[Opening Records for the exercise section]

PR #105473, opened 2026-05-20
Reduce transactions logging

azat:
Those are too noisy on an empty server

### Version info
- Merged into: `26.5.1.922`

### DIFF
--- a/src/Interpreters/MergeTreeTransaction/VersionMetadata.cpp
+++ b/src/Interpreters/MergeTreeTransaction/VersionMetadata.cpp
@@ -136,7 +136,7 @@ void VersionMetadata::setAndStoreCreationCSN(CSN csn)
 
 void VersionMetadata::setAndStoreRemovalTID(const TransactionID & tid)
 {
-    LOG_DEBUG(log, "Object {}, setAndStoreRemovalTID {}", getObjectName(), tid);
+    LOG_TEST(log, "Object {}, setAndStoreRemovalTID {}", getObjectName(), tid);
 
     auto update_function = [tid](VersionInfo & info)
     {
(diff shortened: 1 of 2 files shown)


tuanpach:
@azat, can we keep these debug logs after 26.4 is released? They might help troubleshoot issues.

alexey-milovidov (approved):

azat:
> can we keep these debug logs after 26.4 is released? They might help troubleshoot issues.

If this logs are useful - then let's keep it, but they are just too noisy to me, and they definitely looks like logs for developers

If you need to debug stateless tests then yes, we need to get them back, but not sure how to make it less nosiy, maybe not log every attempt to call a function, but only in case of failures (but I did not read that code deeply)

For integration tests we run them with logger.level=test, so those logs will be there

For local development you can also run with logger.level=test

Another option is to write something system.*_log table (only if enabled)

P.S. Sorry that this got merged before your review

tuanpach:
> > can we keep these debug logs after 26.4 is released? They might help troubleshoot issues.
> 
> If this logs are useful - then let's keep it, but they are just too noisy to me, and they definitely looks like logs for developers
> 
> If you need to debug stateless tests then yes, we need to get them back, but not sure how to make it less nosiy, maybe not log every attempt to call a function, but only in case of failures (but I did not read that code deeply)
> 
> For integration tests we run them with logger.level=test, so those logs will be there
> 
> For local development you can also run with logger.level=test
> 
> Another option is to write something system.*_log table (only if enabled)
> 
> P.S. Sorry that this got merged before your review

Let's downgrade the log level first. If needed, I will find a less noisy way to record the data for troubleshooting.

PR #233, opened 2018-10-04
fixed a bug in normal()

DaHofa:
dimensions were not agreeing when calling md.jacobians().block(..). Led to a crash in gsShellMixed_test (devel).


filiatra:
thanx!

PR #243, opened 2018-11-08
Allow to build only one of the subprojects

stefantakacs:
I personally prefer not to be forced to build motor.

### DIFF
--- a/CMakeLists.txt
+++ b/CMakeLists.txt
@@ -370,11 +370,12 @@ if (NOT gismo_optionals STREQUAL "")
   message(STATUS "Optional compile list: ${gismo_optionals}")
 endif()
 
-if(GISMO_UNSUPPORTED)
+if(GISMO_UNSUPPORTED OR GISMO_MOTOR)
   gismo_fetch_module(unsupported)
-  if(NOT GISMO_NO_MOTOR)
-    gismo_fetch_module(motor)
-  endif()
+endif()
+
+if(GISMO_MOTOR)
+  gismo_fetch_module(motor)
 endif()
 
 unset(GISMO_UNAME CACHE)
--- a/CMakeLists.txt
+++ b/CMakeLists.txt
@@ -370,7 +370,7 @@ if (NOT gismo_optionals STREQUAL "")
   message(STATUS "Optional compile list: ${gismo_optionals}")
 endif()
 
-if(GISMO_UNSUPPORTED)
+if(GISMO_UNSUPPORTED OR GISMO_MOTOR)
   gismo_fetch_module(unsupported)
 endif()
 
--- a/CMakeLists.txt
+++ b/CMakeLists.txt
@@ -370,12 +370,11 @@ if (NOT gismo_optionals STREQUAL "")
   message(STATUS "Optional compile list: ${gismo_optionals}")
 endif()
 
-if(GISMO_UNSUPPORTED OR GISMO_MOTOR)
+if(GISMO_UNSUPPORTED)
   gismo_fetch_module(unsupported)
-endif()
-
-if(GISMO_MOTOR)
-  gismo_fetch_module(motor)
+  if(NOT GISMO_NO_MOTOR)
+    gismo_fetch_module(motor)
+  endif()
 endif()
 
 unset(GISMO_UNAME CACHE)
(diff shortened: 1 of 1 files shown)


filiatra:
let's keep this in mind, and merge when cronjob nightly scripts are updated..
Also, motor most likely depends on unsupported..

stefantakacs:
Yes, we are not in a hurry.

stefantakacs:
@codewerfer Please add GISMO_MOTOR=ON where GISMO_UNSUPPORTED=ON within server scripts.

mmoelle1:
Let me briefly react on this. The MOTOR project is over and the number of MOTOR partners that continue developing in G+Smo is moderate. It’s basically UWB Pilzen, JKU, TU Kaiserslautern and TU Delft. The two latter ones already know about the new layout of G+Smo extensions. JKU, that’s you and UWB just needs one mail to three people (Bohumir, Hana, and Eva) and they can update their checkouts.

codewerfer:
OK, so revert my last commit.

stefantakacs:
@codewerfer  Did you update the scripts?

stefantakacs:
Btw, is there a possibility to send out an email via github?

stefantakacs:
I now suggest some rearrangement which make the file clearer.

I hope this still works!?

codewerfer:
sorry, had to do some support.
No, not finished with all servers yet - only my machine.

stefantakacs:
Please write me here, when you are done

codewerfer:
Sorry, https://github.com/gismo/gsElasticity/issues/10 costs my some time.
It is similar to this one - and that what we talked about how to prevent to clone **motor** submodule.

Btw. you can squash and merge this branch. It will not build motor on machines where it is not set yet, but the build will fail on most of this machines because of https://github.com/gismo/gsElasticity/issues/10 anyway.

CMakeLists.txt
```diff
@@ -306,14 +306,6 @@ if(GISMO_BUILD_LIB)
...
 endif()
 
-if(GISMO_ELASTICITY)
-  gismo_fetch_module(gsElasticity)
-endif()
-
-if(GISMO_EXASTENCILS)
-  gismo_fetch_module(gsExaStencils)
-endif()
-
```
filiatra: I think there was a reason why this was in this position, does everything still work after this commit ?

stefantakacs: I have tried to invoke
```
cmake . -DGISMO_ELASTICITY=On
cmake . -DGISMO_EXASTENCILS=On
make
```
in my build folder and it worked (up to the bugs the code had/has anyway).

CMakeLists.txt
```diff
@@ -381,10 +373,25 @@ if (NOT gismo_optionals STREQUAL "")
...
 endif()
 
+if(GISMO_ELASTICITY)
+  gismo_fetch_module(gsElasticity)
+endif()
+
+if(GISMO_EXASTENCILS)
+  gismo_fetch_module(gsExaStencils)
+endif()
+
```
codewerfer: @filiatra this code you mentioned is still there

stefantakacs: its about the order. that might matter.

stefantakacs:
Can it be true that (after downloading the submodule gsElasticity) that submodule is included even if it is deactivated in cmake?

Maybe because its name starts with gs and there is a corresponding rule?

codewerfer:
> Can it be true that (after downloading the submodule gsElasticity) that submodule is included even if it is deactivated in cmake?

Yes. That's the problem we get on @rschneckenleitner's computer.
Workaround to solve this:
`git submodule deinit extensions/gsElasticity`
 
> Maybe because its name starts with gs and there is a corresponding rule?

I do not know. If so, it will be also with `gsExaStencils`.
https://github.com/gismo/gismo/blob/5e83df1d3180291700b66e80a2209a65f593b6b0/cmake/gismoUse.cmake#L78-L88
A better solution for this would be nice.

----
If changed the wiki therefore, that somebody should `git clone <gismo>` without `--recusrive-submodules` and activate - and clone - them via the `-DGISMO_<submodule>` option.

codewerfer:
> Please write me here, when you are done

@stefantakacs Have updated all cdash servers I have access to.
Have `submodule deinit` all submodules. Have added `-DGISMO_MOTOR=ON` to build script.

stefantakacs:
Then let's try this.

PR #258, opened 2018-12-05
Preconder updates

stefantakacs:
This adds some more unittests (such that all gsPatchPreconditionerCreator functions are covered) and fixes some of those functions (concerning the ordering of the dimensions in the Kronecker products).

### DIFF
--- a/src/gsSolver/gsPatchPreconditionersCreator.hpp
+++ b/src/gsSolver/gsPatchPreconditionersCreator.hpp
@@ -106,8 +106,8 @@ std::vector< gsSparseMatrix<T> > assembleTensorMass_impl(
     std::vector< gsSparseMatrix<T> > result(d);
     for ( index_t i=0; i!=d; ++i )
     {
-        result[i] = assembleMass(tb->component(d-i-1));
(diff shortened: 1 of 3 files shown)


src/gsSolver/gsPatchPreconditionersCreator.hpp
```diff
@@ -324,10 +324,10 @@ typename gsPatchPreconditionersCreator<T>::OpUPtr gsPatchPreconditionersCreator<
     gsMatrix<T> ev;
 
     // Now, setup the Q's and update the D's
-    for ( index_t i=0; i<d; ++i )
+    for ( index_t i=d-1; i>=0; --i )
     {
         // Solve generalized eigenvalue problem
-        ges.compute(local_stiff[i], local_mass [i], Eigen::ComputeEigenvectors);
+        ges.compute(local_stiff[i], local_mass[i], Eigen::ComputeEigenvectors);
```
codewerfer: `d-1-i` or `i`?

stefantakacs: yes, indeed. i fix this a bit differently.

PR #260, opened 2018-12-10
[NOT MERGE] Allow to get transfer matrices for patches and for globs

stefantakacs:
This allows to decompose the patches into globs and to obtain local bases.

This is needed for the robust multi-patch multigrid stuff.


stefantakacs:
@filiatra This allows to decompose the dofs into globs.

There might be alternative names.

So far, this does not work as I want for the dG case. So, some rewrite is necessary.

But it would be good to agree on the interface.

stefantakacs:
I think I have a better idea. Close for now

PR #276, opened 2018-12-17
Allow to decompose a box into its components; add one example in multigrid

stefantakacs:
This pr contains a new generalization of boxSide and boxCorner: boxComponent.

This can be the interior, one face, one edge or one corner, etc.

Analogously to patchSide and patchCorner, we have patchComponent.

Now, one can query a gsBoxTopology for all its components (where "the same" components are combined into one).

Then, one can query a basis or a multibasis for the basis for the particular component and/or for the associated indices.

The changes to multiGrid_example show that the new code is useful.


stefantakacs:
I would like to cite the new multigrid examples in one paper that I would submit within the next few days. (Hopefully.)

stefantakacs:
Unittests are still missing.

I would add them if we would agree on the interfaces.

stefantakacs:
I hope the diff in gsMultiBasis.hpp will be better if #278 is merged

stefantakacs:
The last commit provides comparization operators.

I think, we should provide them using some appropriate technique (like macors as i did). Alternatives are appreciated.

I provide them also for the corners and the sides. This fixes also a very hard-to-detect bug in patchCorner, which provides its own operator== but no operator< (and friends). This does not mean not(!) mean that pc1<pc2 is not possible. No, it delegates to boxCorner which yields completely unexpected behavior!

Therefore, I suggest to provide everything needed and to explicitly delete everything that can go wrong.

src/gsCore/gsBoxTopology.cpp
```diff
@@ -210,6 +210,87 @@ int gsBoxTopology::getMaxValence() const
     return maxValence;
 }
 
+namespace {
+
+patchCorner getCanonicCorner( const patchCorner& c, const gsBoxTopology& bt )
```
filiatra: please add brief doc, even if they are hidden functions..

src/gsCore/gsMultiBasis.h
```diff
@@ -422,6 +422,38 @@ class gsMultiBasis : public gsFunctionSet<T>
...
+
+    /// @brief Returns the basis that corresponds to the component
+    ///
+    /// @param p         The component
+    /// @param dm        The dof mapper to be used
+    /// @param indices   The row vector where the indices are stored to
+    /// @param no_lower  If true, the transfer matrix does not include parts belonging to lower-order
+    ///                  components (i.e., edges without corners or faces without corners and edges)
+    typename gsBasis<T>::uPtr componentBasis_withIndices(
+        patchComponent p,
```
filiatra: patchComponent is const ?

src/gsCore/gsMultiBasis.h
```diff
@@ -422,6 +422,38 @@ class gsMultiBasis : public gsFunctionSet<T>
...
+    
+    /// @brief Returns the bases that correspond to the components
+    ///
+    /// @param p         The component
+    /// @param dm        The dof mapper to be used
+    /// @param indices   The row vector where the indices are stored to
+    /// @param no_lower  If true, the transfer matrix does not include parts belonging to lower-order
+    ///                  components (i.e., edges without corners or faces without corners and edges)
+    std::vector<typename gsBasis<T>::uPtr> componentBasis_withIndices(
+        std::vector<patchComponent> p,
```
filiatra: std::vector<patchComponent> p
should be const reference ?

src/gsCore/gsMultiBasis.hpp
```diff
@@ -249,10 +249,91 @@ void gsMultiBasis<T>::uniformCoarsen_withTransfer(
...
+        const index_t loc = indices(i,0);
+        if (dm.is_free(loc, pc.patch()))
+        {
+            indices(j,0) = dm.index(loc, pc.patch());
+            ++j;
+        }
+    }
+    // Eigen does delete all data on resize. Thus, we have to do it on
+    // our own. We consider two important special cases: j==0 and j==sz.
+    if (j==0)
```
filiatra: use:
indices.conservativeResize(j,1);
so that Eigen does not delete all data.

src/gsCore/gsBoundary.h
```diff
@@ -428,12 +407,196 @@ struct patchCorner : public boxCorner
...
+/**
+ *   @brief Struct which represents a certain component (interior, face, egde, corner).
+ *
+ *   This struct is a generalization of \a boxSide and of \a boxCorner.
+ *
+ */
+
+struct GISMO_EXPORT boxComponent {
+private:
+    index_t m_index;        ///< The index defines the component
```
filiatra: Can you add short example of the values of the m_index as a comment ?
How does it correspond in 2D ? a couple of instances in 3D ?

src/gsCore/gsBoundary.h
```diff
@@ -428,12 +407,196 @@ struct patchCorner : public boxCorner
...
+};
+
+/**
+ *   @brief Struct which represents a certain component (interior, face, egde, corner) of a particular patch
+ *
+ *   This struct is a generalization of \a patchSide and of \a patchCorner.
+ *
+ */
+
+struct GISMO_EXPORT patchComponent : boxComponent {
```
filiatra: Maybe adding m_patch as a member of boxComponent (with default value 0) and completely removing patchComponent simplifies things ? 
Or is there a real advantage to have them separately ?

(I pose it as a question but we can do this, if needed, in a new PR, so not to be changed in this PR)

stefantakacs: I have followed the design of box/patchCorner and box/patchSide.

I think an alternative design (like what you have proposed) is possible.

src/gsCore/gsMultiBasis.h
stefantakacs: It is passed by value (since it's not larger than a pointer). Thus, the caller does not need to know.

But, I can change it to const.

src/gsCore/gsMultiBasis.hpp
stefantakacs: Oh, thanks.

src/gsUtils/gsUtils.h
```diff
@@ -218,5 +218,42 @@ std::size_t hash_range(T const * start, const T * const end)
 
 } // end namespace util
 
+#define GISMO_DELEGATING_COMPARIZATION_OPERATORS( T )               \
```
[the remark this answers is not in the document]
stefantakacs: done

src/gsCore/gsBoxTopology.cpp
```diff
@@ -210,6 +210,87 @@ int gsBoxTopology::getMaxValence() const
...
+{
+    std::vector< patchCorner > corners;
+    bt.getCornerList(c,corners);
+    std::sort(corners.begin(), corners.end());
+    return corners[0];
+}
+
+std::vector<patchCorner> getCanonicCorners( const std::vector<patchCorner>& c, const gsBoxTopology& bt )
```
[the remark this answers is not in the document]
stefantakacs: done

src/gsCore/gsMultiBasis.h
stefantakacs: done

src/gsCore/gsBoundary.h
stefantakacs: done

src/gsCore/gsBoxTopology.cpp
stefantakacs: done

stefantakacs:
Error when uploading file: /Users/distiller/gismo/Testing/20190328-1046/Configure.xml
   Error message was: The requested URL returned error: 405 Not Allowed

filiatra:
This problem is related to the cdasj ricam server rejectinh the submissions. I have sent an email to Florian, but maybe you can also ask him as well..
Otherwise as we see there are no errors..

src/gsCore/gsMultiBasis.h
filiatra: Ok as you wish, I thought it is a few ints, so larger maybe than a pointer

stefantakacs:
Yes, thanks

[Closing Records for the exercise section]

◆ Work item
For the string "would", show each line of the entries above where it occurs.

◆ Answer for this exercise
A better solution for this would be nice.
But it would be good to agree on the interface.
I would like to cite the new multigrid examples in one paper that I would submit within the next few days. (Hopefully.)
I would add them if we would agree on the interfaces.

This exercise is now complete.